Example 13

\begin{aligned} y & = \frac{x y^{'} + x {(y^{'})}^{2} - {(y^{'})}^{2}}{y^{'} + 1} \\ = \frac{x p + x p^{2} - p^{2}}{p + 1} \\ (1) & = x p - \frac{p^{2}}{p + 1} \\ = x f + g \end{aligned}

Where $f = p$ and $g = - \frac{p^{2}}{p + 1}$ . Since $f (p) = p$ then this is Clairaut ode. Taking derivative of the above w.r.t. $x$ gives

\begin{aligned} p & = \frac{d}{d x} (x p + g (p)) \\ p & = p + (x + g^{'} (p)) \frac{d p}{d x} \\ 0 & = (x + g^{'} (p)) \frac{d p}{d x} \end{aligned}

The general solution is given by

\begin{aligned} \frac{d p}{d x} & = 0 \\ p & = c_{1} \end{aligned}

Substituting this in (1) gives the general solution

y = x c_{1} - \frac{c_{1}^{2}}{c_{1} + 1}

The term $(x + g^{'} (p)) = 0$ is used to ﬁnd singular solutions.
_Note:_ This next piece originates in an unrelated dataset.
PR #1115, opened 2022-08-19
Gracefully start services that aren't running

jeremy:
When `start_service: true`, `install` starts the service if it isn't running, whether or not it was installed.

\begin{aligned} x + g^{'} (p) & = x + \frac{d}{d p} \frac{1}{p} \\ = x - \frac{1}{p^{2}} \end{aligned}

Hence $x - \frac{1}{p^{2}} = 0$ or $p = \pm \frac{1}{\sqrt{x}}$ . Substituting these back in (1) gives

\begin{aligned} y_{1} (x) & = x p + \frac{1}{p} \\ = x \frac{1}{\sqrt{x}} + \sqrt{x} \\ (3) & = 2 \sqrt{x} \\ y_{2} (x) & = - x \sqrt{\frac{1}{x}} - \sqrt{x} \\ (4) & = - 2 \sqrt{x} \end{aligned}

Eq. (2) is the general solution and (3,4) are the singular solutions.